As the diamond thin film and the cBN thin film are bonded in a wedge shape, the mechanical bonding force is improved and the peeling property of the cBN thin film can be improved. Also, by controlling the supply timing of hydrogen when cBN thin film is deposited, the interface characteristics between cBN and diamond thin film can be improved.

1 is a schematic view of a laminate of a diamond thin film and a cBN thin film according to an embodiment of the present invention.
2A to 2C are SEM micrographs showing the surface texture of the diamond thin film according to the mixing ratio of methane (CH ₄ ).
Fig. 3 is a graph showing the residual stress of the cBN thin film according to the hydrogenation amount.

The present invention provides a thin film structure of cubic boron nitride (cBN) with improved delamination properties.

Cubic boron nitride (cBN) thin films are easily peeled off. This is due to the amorphous BN and tBN thin films formed during the deposition of the cubic boron nitride (cBN) thin films and the large residual compressive stresses of the cubic boron nitride (cBN) Also, the cubic boron nitride (cBN) thin film is easily detached.
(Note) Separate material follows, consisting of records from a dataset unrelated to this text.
PR #132, opened 2017-02-16
Add smart selection of gains for root locus plot. Calculation of break…

gonmolina:
…points in real axis.

### DIFF
--- a/control/rlocus.py
+++ b/control/rlocus.py
@@ -57,25 +57,24 @@ import numpy as np
 import pylab  # plotting routines
 import scipy.signal  # signal processing toolbox
 from scipy import array, poly1d, row_stack, zeros_like, real, imag
-
-from . import xferfcn
+from .xferfcn import _convertToTransferFunction
 from .exception import ControlMIMONotImplemented
 
 __all__ = ['root_locus', 'rlocus']
 
 
 # Main function: compute a root locus diagram
-def root_locus(dinsys, kvect=None, xlim=None, ylim=None, plotstr='-', plot=True,
-               print_gain=True):
+def root_locus(sys, kvect=None, xlim=None, ylim=None, plotstr='-', Plot=True,
+               PrintGain=True):
     """Root locus plot
 
     Calculate the root locus by finding the roots of 1+k*TF(s)
     where TF is self.num(s)/self.den(s) and each k is an element
-    of gvect.
+    of kvect.
 
     Parameters
     ----------
-    dinsys : LTI object
+    sys : LTI object
         Linear input/output systems (SISO only, for now)
     kvect : list or ndarray, optional
         List of gains to use in computing diagram
@@ -83,9 +82,9 @@ def root_locus(dinsys, kvect=None, xlim=None, ylim=None, plotstr='-', plot=True,
         control of x-axis range, normally with tuple (see matplotlib.axes)
     ylim : tuple or list, optional
         control of y-axis range
-    plot : boolean, optional (default = True)
+    Plot : boolean, optional (default = True)
         If True, plot magnitude and phase
-    print_gain: boolean (default = True)
+    PrintGain: boolean (default = True)
         If True, report mouse clicks when close to the root-locus branches,
         calculate gain, damping and print
     plotstr: string that declare of the rlocus (see matplotlib)
@@ -99,7 +98,7 @@ def root_locus(dinsys, kvect=None, xlim=None, ylim=None, plotstr='-', plot=True,
     """
 
     # Convert numerator and denominator to polynomials if they aren't
-    (nump, denp) = _systopoly1d(dinsys)
+    (nump, denp) = _systopoly1d(sys)
 
     if kvect is None:
         gvect = _default_gains(nump, denp)
@@ -107,7 +106,7 @@ def root_locus(dinsys, kvect=None, xlim=None, ylim=None, plotstr='-', plot=True,
         gvect = np.asarray(kvect)
 
     # Compute out the loci
-    mymat = _find_roots(dinsys, gvect)
+    mymat = _find_roots(sys, gvect)
     mymat = _sort_roots(mymat)
 
     # set smoothing tolerance
@@ -147,7 +146,7 @@ def root_locus(dinsys, kvect=None, xlim=None, ylim=None, plotstr='-', plot=True,
             # isolate poles in p1, p2
             if np.max(np.abs(p2 - p1)) > smtol:
                 newg = np.linspace(g1, g2, 5)
-                newmymat = _find_roots(dinsys, newg)
+                newmymat = _find_roots(sys, newg)
                 gvect = np.insert(gvect, i1 + 1, newg[1:4])
                 mymat = np.insert(mymat, i1 + 1, newmymat[1:4], axis=0)
                 mymat = _sort_roots(mymat)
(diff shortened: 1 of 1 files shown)


slivingston:
Is there any way to make your proposed features without breaking the public API?

As a matter of style, I agree with some of the changes, e.g., avoiding camelCase in `root_locus`, but I think that they are better done as part of a batch improvement of style that goes into a single version increment.

slivingston:
Regarding the comments near the top of rlocus.py where you list changes and the date, it is much better to place those notes about changes in your commit message because:
1. file history is studied through commit history;
2. changelogs in the files can become difficult to search compared to root CHANGELOG.

Some of the files have author, date, and change notes, but they are mostly vestigial and not consistently added. They might be deleted soon.

control/rlocus.py
```diff
@@ -43,43 +43,52 @@
...
-def root_locus(sys, kvect=None, xlim=None, ylim=None, plotstr='-', Plot=True,
-               PrintGain=True):
+def root_locus(dinsys, kvect=None, xlim=None, ylim=None, plotstr='-', plot=True,
+               print_gain=True):
     """Root locus plot
 
     Calculate the root locus by finding the roots of 1+k*TF(s)
     where TF is self.num(s)/self.den(s) and each k is an element
-    of kvect.
+    of gvect.
```
murrayrm: This should still be kvect, based on the call signature.

control/rlocus.py
```diff
@@ -43,43 +43,52 @@
...
 
     Parameters
     ----------
-    sys : LTI object
+    dinsys : LTI object
```
murrayrm: Is there a reason to use dinsys?  Most (all?) other functions use `sys` for the system argument.  What does `dinsys` stand for??

control/rlocus.py
```diff
@@ -179,36 +290,37 @@ def _RLFindRoots(sys, kvect):
...
-    if abs(K.real) > 1e-8 and abs(K.imag/K.real) < 0.04:
+    k = -1. / sys.horner(s)
+    if abs(k.real) > 1e-8 and abs(k.imag / k.real) < 0.04:
         print("Clicked at %10.4g%+10.4gj gain %10.4g damp %10.4g" %
-              (s.real, s.imag, K.real, -1*s.real/abs(s)))
+              (s.real, s.imag, k.real, -1 * s.real / abs(s)))
+
 
-rlocus = root_locus
+rlocus = root_locus
```
murrayrm: File should end in a new line, no?

control/rlocus.py
gonmolina: ok!

control/rlocus.py
gonmolina: I had problems while I was testing the code (maybe an import sys in the worng place). I will  rename it to sys and test again.

control/rlocus.py
gonmolina: ok

gonmolina:
@slivingston 
I have taken into account all comments you post and I have made the corrections. I am not programmer so probably there are several mistakes related to collaborate in a project (like changing the API). This is because it is the first time I try to participate in this kind of work. 
There are any guide to collaborate with this particular project ?   There are some automatic check that to do before the pull request?
I have plot several root locus and lines look nice using default gains calculation.

@murrayrm I made  suggested corrections.


Thanks a lot.

slivingston:
@gonmolina I will review your recent changes tomorrow.

Regarding some guide for collaboration on this project, there is not an explicit one. The general style guides for Python apply: [PEP 8](https://www.python.org/dev/peps/pep-0008) and [PEP 257](https://www.python.org/dev/peps/pep-0257). Many practices used for the NumPy project we also aspire to have here, so consider consulting [the NumPy contributing guide](https://github.com/numpy/numpy/blob/9bba99d822ea5dd589dfc936cb03597880e074d8/CONTRIBUTING.md). Some details, e.g., about NumPy project governance, are not relevant here. Another guide that is good to try to follow is [that of TuLiP](https://github.com/tulip-control/tulip-control/blob/238866b45a86117d89ddb32343e42f5739ab64ae/CONTRIBUTING.md).

Regarding automatic checks on the pull request (PR), tests are performed using Travis CI. You can find results from jobs for PRs at https://travis-ci.org/python-control/python-control/pull_requests

control/rlocus.py
```diff
@@ -43,43 +43,52 @@
...
 #
+# GDM, 16 February 2017: add smart selection of gains based on axis.
+#   * Add gains up to a tolerance is achieved
+#   * Change some variables and functions names ir order to improve "code style"
+#
+#
 # $Id$
 
 # Packages used by this module
+from functools import partial
```
slivingston: Why did you move the import of `partial` to here? Similarly, why were the imports of `scipy.signal` and `pylab` moved?

Are you changing the code to follow the style that groups imports according to standard library, other packages, etc.? If so, can you move such style-only changes to a dedicated commit? History is easier to understand that way.

control/rlocus.py
```diff
@@ -80,6 +88,7 @@ def root_locus(sys, kvect=None, xlim=None, ylim=None, plotstr='-', Plot=True,
     PrintGain: boolean (default = True)
         If True, report mouse clicks when close to the root-locus branches,
         calculate gain, damping and print
+    plotstr: string that declare of the rlocus (see matplotlib)
```
slivingston: Can you add details to this description? E.g.,

    format string for rendering the root loci. Interpretation of the string is defined by matplotlib.pyplot.plot.

control/rlocus.py
```diff
@@ -93,52 +102,164 @@ def root_locus(sys, kvect=None, xlim=None, ylim=None, plotstr='-', Plot=True,
...
+    if Plot:
         f = pylab.figure()
         if PrintGain:
             f.canvas.mpl_connect(
-                'button_release_event', partial(_RLFeedbackClicks, sys=sys))
+                'button_release_event', partial(_feedback_clicks, sys=sys))
         ax = pylab.axes()
 
-        # plot open loop poles
+        # Plot open loop poles
```
slivingston: I might be missing something, but it is not clear why you changed these "plot" words to uppercase "Plot". Is it merely a style change? If so, can you place it in a separate commit and indicate that it is a trivial change and only affects comments?

slivingston:
Several of the changes that I am requesting involve rebasing and modifying commits in this PR. You might already know how, but in case not, two useful beginning references are:
* https://help.github.com/articles/about-git-rebase/
* https://sethrobertson.github.io/GitBestPractices/

Alternatively, if you add commits such that the total diff of all combined commits in this PR is good, then I can just squash them into a single commit and merge that.

slivingston:
Is the code in this PR ported from Octave ?

slivingston:
I ask because Octave is under the GPL, and I do not want to GPL-pollute the `python-control` sourcetree.

E.g., compare with <https://sourceforge.net/p/octave/control/ci/tip/tree/inst/rlocus.m>

slivingston:
After you address my question about originality, can you provide a nontrivial demonstration of the changes? I played some with your `_default_gains`, but I would enjoy your recommendation about an example.

gonmolina:
@slivingston 
I have ported from Octave a part of this PR. I have also used some part of the code of evans.sci (siclab) in this PR. However, for simplicity, most of the pionts calculated would be the same that calculated in Octave. 

I just fix some problems I found in Octave. In Octave rlocus paths doesn't finished in zeros  (I add some extra points) and I change the way that sort the roots (I use the same that It was used in rlocus.py). Other differences are axis limits, and  asymptotes. 

About the license problems. I think right now **it is not original**, or it is hard to defend the originality. I didn't try to hide it (if you compare you will see that even the comments in part of the code are the same). 

I have some simple ideas to improve the algorithm, adding points in different positions that could result in fewer calculated points. The same for the finishing and adding points criteria.  However I don't know when the work begins to be original. I mean, the main idea would be the same: add points to the rlocus up to a criteria is satisfied (evans.sci and rlocus.m use the same finishing criteria, but the way they add points is quite different between one and another). My idea is to use the same way to add points but changing the creterias. Could be that considered original enough?
There is any rule to define when it is original or when is a copy?

slivingston:
Thanks for your explanation. It might have been better if I asked you whether it is derivative work, since that is the crucial question for copyright. Surely there is some originality in the process of porting.

The general guide about whether something is a derivative work is whether you depended critically on referring to most or all details of the original. E.g., did you copy-and-paste and then make necessary changes? Or, did you have to repeatedly compare with the original Octave implementation, line-by-line?

The copyright applies to the materials, not the ideas. So, if you provide a new implementation of an existing algorithm, all without detailed copying or porting of another existing implementation, then there should be no doubt about your new implementation being new (not derived).

gonmolina:
@slivingston 
Ok. Thanks for the comments. In that way, I think this PR have to be rejected! I will rewrite the code taking into consideration all comments you made and I will make a new PR. Thank you very much.

slivingston:
@gonmolina thanks. I will review your new PR soon.

slivingston:
for ease of future reference, note that the replacement PR is #138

In order to improve the peeling property of a cubic boron nitride (cBN) thin film, the present invention deposits a cubic boron nitride (cBN) thin film on a diamond thin film layer having a vertically grown plate structure to form a diamond thin film layer and a cubic boron nitride ) Thin - film wedge type is induced to improve the peeling property of the cubic boron nitride (cBN) thin film.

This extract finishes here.